Robert Saulters the former Grand Master of the Orange Order (Paul Faith/PA)

PA

Robert Saulters the former Grand Master of the Orange Order (Paul Faith/PA)

Mr Powell’s letter to NIO official Ken Lindsay outlined the conversation between Mr Blair and Mr Saulters. It has been released by the Public Records Office of Northern Ireland.

“The Prime Minister spoke this afternoon with Robbie Saulters of the Orange Order, who was meeting with other senior officials of the Orange Order and (Ulster Unionist First Minister) David Trimble,” Mr Powell wrote.

“The Prime Minister said it was essential for the Orange Order to call on the Portadown District to leave the hill at Drumcree.

“If that happened we could carry on with the dialogue to find a solution both for this year and for future years. It would be easier to resolve the problem if the men left the hill. We could not of course give a guarantee that we will be successful in securing a march this year.”

Mr Powell continued: “Robbie Saulters said the Orange Order would like a guarantee of a march this year. The date of 21 September had been mentioned. They were worried the dialogue would just drag on forever. The Prime Minister said that to be blunt it was essential they come off the hill today.

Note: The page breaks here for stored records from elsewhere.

PR #1747, opened 2026-08-18
Validate Contact Page fields according to Basket API fields

maribedran:
## One-line summary

Only allow the Contact Page to use valid Basket API endpoints and validate the form fields according to what the endpoint accepts.

- Restrict the values allowed for the `basket_api_path` field (currently only one endpoint is available)
- Raise errors when a Contact Page's form fields don't match the fields accepted by the Basket API

## Issue / Bugzilla link

https://mozilla-hub.atlassian.net/browse/WT-1604

## Testing

Edit any contact page and try to:
- Remove a field
- Add a field with an internal identifier not accepted by the Basket API
- Uncheck the required option in any of the required fields


springfield/cms/models/pages.py
```diff
@@ -2236,6 +2235,39 @@ def __str__(self):
...
+            "opt_in",
+            "lead_source",
+            "cta",
+            "message",
+        },
+    },
+}
+
+BASKET_API_PATH_CHOICES = [(path, path) for path in BASKET_ENDPOINT_FIELDS]
+
```
stevejalim: nit: this file is getting very big - might be better to move these to `springfield.settings` or to a new `cms.constants`  module?

springfield/cms/models/pages.py
```diff
@@ -2303,9 +2335,8 @@ class ContactPage(PageThemeMixin, AbstractSpringfieldCMSPage):
     basket_api_path = models.CharField(
         max_length=255,
         blank=True,
-        help_text=(
-            "Basket API path (e.g. /api/v1/contact/). Concatenated with settings.BASKET_URL on submission. Required if Email Address is not set."
-        ),
+        choices=BASKET_API_PATH_CHOICES,
```
stevejalim: This change will mean the form needs to be re-saved to pick up the new API path, yep?

stevejalim (approved):
r+wc plus a question:

springfield/cms/models/pages.py
maribedran: No, that's already the path that we're using. It will just prevent it from being changed.

springfield/cms/models/pages.py
maribedran: That's been bothering me too. Moving out the blog will help a bit. I wonder if there are other page types that should go into different apps.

“If the Orange Order leaders did not call for this it would reflect very badly on the whole Orange Order. Feelings in other parts of the community were very high. He could not give a guarantee that the march would go down. This was not within his gift. But he could promise to resume the talks to find a way of agreeing on a march this year and on marches in future years.

“Saulters then asked if the Prime Minister could abolish the Parades Commission. The Prime Minister said this was not possible either. We would work to avoid the problems we had encountered this year but we could not suddenly announce the abolition of the Parades Commission in the aftermath of this awful tragedy.

“Saulters concluded by saying that he and other members of the Grand Lodge would go to Drumcree to persuade the men to get off the hill. He was not convinced that they would be successful but they would try.”

Orangemen and loyalists remained at Drumcree on the Twelfth but their numbers started to dwindle in the days after that. The Orangemen have not been permitted to parade down Garvaghy Road from 1998 onward.